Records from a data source
---
PR #5791, opened 2025-05-26
Add File attachment composable methods to ChatComponentFactory

VelikovPetar:
### 🎯 Goal
Expose file attachments related composables as overridable methods in the `ChatComponentFactory`.
Resolves: https://linear.app/stream/issue/AND-574/request-to-add-fileattachmentcontent-and-fileattachmentitem-to

### 🛠 Implementation details
- Expose `FileAttachmentPreviewContent`, `FileAttachmentContent` and `FileAttachmentItem` as overridable methods in the `ChatComponentFactory`
- Expose `FileUploadContent` and `FileUploadItem` as overridable methods in the `ChatComponentFactory`
- Add snapshot tests for `FileAttachmentFactory`
- Add snapshot tests for `UploadAttachmentFactory`

### 🎨 UI Changes
_NA_

### 🧪 Testing
1. Override `FileAttachmentPreviewContent`/`FileAttachmentContent`/`FileAttachmentItem`/`FileUploadContent` /`FileUploadItem`
2. Observe the changes when uploading a file attachment


stream-chat-android-compose/src/test/kotlin/io/getstream/chat/android/compose/ui/attachments/factory/FileAttachmentFactoryTest.kt
```diff
@@ -0,0 +1,86 @@
...
+import io.getstream.chat.android.compose.state.messages.attachments.AttachmentState
+import io.getstream.chat.android.compose.ui.SnapshotTest
+import io.getstream.chat.android.compose.ui.attachments.AttachmentFactory
+import io.getstream.chat.android.compose.ui.theme.ChatTheme
+import io.getstream.chat.android.models.Attachment
+import io.getstream.chat.android.previewdata.PreviewMessageData
+import org.junit.Rule
+import org.junit.Test
+
+internal class FileAttachmentFactoryTest : SnapshotTest {
```
andremion: We already have `AttachmentsContentTest`
Maybe you could enrich the existing tests instead of creating `FileAttachmentFactoryTest` and `UploadAttachmentFactoryTest`.
WDYT?

stream-chat-android-compose/src/main/java/io/getstream/chat/android/compose/ui/theme/ChatComponentFactory.kt
```diff
@@ -2833,4 +2835,111 @@ public interface ChatComponentFactory {
...
+            attachments = attachments,
+            onAttachmentRemoved = onAttachmentRemoved,
+        )
+    }
+
+    /**
+     * Composable function for rendering the content of a file attachment.
+     *
+     * This function delegates the rendering to the default implementation of
+     * [FileAttachmentContent] provided by the Stream Chat Compose library.
```
andremion: I'm not sure if we should mention `This function delegates the rendering to...`
No other kdoc here mentions that.
Maybe just `Factory method for creating the content of file attachments` would be enough.
WDYT?

stream-chat-android-compose/src/test/kotlin/io/getstream/chat/android/compose/ui/attachments/factory/FileAttachmentFactoryTest.kt
VelikovPetar: Oh I missed that. Yes, I will rework the tests.

stream-chat-android-compose/src/main/java/io/getstream/chat/android/compose/ui/theme/ChatComponentFactory.kt
VelikovPetar: Will update it!

stream-chat-android-compose/src/test/kotlin/io/getstream/chat/android/compose/ui/attachments/factory/FileAttachmentFactoryTest.kt
VelikovPetar: Just a follow up point: The new tests are covering the `AttachmentFactory.content()` methods, so they would also ensure that we don't make accidental changes in the `Factory.content()` methods, not just in the composables they are using. Perhaps we can keep these tests as well, but also enrich the existing tests in the `AttachmentsContentTest ` with the missing content composables?

andremion: I think those factories don't need to be tested as snapshot tests, since they just call the component factory
```kotlin
    previewContent = @Composable { modifier, attachments, onAttachmentRemoved ->
        ChatTheme.componentFactory.FileAttachmentPreviewContent(
            modifier = modifier,
            attachments = attachments,
            onAttachmentRemoved = onAttachmentRemoved,
        )
    },
```
It makes sense to have snapshot tests for the `public fun FileAttachmentPreviewContent` only.
I can also see that `FileAttachmentPreviewContent` doesn't have a preview that shares the content with the snapshot tests, as we have in `FileAttachmentContent`. Maybe it would be good to do the same.

stream-chat-android-compose/src/test/kotlin/io/getstream/chat/android/compose/ui/attachments/content/AttachmentsContentTest.kt
```diff
@@ -32,6 +32,13 @@ internal class AttachmentsContentTest : SnapshotTest {
         renderingMode = SessionParams.RenderingMode.SHRINK,
     )
 
+    @Test
+    fun `file attachment preview content`() {
+        snapshotWithDarkMode {
```
andremion: Can you use `snapshotWithDarkModeRow` instead?
So that the snapshot is gonna be smaller
Screenshot 2025-06-12 at 12 59 27

stream-chat-android-compose/src/test/kotlin/io/getstream/chat/android/compose/ui/attachments/content/AttachmentsContentTest.kt
```diff
@@ -76,4 +83,11 @@ internal class AttachmentsContentTest : SnapshotTest {
             MediaAttachmentQuotedContent()
         }
     }
+
+    @Test
+    fun `file upload content`() {
+        snapshotWithDarkMode {
```
andremion: Can you use `snapshotWithDarkModeRow` instead?
So the snapshot is gonna be smaller.
Screenshot 2025-06-12 at 12 59 23

stream-chat-android-compose/src/test/kotlin/io/getstream/chat/android/compose/ui/attachments/content/AttachmentsContentTest.kt
VelikovPetar: Addressed here: https://github.com/GetStream/stream-chat-android/pull/5791/commits/e2b1d1eb5ee9a4d907fa9d3d2f091618fd3efd00

andremion (approved):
---
REQUIRED WORK
Lines to set down from above: the line with "andremion: I'm not", the line with "VelikovPetar: Oh I", and every line between, each exactly as written.

TASK OUTPUT
andremion: I'm not sure if we should mention `This function delegates the rendering to...`
No other kdoc here mentions that.
Maybe just `Factory method for creating the content of file attachments` would be enough.
WDYT?

stream-chat-android-compose/src/test/kotlin/io/getstream/chat/android/compose/ui/attachments/factory/FileAttachmentFactoryTest.kt
VelikovPetar: Oh I missed that. Yes, I will rework the tests.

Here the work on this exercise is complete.